*TASK*.
Below are some entries. Copy each line that holds the string "unlikely".

(Stored records)
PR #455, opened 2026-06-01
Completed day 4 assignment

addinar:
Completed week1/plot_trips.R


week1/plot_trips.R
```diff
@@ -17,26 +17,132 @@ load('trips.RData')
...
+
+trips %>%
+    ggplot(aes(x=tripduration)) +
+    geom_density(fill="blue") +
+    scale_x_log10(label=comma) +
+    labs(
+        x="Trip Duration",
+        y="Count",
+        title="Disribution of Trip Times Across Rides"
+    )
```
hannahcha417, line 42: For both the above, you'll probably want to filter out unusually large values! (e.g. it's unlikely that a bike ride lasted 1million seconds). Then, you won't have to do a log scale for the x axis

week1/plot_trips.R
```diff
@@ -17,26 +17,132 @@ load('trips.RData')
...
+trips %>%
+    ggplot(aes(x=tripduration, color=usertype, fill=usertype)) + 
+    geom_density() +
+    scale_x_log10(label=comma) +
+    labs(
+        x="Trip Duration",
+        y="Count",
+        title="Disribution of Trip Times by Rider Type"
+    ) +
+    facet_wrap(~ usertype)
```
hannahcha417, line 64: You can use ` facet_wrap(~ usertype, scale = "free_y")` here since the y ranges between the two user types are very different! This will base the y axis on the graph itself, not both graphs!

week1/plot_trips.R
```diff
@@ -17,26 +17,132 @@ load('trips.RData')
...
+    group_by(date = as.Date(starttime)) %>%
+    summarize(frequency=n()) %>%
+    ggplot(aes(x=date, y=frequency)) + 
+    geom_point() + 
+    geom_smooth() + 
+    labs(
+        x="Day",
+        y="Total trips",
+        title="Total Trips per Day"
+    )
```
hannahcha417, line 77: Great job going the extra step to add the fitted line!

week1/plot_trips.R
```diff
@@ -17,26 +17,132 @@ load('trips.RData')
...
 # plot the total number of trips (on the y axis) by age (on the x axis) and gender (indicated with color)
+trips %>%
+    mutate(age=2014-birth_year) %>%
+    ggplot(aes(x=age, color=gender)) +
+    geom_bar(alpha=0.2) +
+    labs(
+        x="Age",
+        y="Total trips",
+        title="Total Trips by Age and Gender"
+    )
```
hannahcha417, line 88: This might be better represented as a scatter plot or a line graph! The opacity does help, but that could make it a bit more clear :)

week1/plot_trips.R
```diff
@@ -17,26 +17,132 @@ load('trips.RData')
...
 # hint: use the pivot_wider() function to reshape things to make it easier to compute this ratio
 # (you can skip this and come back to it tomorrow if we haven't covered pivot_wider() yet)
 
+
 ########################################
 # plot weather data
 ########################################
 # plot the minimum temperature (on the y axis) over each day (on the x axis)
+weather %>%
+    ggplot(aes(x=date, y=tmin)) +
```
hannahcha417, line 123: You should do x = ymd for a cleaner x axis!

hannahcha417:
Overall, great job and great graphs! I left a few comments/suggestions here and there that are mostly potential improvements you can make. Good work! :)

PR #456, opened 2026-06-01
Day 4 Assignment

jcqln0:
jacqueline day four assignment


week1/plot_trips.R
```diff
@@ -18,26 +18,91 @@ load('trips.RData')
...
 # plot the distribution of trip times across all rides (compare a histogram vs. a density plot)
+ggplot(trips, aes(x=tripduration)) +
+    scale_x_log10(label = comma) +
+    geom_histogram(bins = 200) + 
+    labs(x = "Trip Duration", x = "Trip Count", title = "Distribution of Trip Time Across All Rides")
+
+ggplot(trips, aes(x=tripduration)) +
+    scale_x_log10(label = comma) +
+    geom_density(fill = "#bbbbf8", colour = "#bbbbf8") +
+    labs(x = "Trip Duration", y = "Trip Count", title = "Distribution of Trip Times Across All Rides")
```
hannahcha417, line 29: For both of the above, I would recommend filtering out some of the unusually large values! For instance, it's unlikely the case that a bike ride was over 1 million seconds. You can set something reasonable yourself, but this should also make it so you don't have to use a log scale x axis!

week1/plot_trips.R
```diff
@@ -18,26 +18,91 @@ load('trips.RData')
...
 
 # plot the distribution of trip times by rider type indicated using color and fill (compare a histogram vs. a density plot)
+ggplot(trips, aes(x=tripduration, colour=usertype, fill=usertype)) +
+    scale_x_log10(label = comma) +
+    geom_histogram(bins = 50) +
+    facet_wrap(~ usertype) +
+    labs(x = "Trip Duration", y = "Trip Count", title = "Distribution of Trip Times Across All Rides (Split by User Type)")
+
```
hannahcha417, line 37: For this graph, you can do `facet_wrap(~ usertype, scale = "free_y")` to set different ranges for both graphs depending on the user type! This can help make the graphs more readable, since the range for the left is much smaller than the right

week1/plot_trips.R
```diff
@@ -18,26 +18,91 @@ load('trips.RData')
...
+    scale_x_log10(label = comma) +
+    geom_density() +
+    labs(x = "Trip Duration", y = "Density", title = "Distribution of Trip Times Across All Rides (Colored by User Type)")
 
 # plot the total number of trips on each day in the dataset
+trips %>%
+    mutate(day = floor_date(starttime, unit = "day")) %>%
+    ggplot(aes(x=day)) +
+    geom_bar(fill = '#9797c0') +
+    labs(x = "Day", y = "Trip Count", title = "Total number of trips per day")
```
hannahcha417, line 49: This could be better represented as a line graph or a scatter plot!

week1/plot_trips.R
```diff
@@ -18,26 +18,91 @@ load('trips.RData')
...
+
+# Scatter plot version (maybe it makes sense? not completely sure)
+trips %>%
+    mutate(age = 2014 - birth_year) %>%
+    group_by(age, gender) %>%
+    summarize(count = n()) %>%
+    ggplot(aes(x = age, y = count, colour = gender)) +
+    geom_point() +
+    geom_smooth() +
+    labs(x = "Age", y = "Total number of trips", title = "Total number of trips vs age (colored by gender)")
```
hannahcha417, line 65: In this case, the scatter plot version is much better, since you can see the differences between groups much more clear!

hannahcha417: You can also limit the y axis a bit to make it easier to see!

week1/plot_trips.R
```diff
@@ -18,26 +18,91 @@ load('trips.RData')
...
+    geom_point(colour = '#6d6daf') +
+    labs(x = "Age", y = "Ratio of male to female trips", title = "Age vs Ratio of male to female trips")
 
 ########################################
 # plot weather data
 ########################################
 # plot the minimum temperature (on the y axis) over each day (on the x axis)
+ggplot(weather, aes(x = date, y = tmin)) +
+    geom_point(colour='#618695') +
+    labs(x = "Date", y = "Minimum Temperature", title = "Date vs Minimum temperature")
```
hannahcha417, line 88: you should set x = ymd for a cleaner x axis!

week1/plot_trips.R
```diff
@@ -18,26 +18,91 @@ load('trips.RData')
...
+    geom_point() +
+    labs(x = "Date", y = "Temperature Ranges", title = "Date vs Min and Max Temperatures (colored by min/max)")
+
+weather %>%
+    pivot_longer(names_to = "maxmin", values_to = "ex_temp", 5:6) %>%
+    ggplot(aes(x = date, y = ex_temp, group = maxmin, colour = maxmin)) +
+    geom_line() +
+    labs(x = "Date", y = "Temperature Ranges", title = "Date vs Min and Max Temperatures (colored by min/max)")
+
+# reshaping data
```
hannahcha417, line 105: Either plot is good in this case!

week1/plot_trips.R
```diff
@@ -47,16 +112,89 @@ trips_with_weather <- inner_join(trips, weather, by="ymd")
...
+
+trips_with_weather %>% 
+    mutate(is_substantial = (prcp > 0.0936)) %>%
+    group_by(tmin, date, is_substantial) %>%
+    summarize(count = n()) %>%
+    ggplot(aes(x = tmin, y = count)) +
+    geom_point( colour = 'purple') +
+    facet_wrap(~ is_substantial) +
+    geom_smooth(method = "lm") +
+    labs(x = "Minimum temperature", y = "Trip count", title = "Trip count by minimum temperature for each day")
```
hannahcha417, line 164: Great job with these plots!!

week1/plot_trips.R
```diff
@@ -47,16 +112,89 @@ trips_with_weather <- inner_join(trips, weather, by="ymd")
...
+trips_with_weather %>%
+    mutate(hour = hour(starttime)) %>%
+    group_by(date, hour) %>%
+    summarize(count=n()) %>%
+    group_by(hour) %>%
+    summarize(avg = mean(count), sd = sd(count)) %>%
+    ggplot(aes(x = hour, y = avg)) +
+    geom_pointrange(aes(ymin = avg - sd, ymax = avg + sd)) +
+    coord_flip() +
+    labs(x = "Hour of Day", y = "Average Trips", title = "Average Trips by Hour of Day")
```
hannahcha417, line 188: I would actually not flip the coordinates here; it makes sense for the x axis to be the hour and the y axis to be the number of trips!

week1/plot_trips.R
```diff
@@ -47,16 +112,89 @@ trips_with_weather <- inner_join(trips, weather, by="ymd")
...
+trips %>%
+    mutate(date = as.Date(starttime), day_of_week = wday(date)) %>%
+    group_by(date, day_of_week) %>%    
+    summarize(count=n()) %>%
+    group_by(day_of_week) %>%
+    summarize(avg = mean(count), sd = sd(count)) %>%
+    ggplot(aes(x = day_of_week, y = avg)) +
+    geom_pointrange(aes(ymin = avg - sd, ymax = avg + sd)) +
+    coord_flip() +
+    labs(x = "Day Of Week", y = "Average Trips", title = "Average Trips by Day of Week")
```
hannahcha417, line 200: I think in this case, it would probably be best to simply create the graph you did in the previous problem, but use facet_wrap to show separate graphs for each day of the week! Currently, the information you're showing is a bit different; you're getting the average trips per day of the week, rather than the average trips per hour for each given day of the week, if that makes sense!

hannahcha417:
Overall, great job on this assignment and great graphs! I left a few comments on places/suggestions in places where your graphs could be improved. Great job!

*REPLY TO THE EXERCISE*.
hannahcha417, line 42: For both the above, you'll probably want to filter out unusually large values! (e.g. it's unlikely that a bike ride lasted 1million seconds). Then, you won't have to do a log scale for the x axis
hannahcha417, line 29: For both of the above, I would recommend filtering out some of the unusually large values! For instance, it's unlikely the case that a bike ride was over 1 million seconds. You can set something reasonable yourself, but this should also make it so you don't have to use a log scale x axis!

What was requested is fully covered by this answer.